* _WORK REQUEST_: What is needed here is an exact repetition of the records below, beginning at the line that has "- Smart Authentication" and stopping after the line that has "- mcpscanner/core/analyzers/llm_analyzer.py: Implemented".

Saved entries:

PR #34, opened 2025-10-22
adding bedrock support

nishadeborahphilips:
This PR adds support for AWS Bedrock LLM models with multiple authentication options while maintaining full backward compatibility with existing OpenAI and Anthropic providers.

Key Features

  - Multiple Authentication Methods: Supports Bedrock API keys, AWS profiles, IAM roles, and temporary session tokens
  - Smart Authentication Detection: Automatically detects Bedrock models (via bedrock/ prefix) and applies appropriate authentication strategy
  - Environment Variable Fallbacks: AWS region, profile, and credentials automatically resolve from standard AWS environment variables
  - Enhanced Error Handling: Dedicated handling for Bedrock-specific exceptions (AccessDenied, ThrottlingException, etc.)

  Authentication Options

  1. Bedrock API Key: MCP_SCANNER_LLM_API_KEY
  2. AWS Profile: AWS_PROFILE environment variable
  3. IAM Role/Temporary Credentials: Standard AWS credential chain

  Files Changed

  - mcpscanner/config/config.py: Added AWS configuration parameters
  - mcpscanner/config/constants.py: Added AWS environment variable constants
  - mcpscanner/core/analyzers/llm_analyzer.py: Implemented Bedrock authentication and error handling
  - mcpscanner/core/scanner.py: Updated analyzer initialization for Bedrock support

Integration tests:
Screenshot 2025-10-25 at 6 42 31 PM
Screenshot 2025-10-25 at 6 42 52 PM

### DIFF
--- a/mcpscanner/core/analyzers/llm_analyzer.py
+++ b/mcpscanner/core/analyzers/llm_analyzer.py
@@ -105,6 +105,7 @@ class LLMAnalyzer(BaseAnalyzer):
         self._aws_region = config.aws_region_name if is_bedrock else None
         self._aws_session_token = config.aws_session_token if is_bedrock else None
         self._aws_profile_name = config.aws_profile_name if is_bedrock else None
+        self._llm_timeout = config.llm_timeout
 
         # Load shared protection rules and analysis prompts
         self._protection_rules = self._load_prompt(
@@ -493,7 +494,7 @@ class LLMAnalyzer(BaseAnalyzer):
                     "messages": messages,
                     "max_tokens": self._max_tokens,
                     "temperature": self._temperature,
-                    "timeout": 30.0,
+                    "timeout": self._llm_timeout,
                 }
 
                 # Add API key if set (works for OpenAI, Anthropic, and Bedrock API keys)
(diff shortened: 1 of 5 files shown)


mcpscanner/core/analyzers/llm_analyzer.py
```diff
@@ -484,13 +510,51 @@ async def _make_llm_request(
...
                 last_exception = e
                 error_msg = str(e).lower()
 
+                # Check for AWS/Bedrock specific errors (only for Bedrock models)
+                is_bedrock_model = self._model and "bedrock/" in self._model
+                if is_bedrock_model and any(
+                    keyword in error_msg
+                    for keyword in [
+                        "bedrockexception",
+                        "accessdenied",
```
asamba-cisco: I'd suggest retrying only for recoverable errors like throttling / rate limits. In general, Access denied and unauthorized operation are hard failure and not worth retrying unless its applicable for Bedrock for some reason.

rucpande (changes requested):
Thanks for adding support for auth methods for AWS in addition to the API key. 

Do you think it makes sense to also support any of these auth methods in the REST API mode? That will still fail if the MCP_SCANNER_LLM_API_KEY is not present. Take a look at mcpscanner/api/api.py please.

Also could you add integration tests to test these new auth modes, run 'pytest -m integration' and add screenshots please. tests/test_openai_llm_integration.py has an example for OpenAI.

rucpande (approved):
* * *
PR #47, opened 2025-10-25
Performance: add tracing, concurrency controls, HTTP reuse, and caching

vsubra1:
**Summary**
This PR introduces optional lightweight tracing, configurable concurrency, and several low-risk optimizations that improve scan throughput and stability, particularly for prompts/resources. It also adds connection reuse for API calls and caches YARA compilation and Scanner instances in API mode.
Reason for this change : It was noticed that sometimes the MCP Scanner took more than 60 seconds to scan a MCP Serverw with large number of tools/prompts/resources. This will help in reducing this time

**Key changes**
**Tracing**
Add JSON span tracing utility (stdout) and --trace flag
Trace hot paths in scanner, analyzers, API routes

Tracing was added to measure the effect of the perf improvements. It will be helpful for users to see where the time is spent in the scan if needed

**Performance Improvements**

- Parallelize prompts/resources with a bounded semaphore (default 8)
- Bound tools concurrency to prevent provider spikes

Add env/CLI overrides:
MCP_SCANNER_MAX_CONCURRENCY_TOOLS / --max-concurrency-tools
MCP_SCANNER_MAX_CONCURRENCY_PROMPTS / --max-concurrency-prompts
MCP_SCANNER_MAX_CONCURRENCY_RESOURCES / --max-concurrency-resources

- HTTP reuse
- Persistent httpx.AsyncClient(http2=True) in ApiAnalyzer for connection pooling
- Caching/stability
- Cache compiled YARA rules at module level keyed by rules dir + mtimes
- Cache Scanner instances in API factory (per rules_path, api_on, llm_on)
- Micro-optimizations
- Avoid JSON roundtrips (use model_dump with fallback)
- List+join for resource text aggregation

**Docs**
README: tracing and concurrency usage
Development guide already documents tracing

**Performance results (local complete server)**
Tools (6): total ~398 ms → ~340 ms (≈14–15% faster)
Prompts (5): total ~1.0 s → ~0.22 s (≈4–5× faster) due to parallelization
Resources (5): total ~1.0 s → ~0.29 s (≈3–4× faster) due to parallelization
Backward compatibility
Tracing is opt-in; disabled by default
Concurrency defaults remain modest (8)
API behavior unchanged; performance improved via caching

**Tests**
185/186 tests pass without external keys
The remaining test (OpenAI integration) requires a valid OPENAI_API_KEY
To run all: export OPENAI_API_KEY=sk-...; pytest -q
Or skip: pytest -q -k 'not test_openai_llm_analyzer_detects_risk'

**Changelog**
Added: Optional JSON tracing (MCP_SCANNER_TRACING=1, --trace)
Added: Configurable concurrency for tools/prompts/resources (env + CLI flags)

* _EXPECTED ANSWER_:
  - Smart Authentication Detection: Automatically detects Bedrock models (via bedrock/ prefix) and applies appropriate authentication strategy
  - Environment Variable Fallbacks: AWS region, profile, and credentials automatically resolve from standard AWS environment variables
  - Enhanced Error Handling: Dedicated handling for Bedrock-specific exceptions (AccessDenied, ThrottlingException, etc.)

  Authentication Options

  1. Bedrock API Key: MCP_SCANNER_LLM_API_KEY
  2. AWS Profile: AWS_PROFILE environment variable
  3. IAM Role/Temporary Credentials: Standard AWS credential chain

  Files Changed

  - mcpscanner/config/config.py: Added AWS configuration parameters
  - mcpscanner/config/constants.py: Added AWS environment variable constants
  - mcpscanner/core/analyzers/llm_analyzer.py: Implemented Bedrock authentication and error handling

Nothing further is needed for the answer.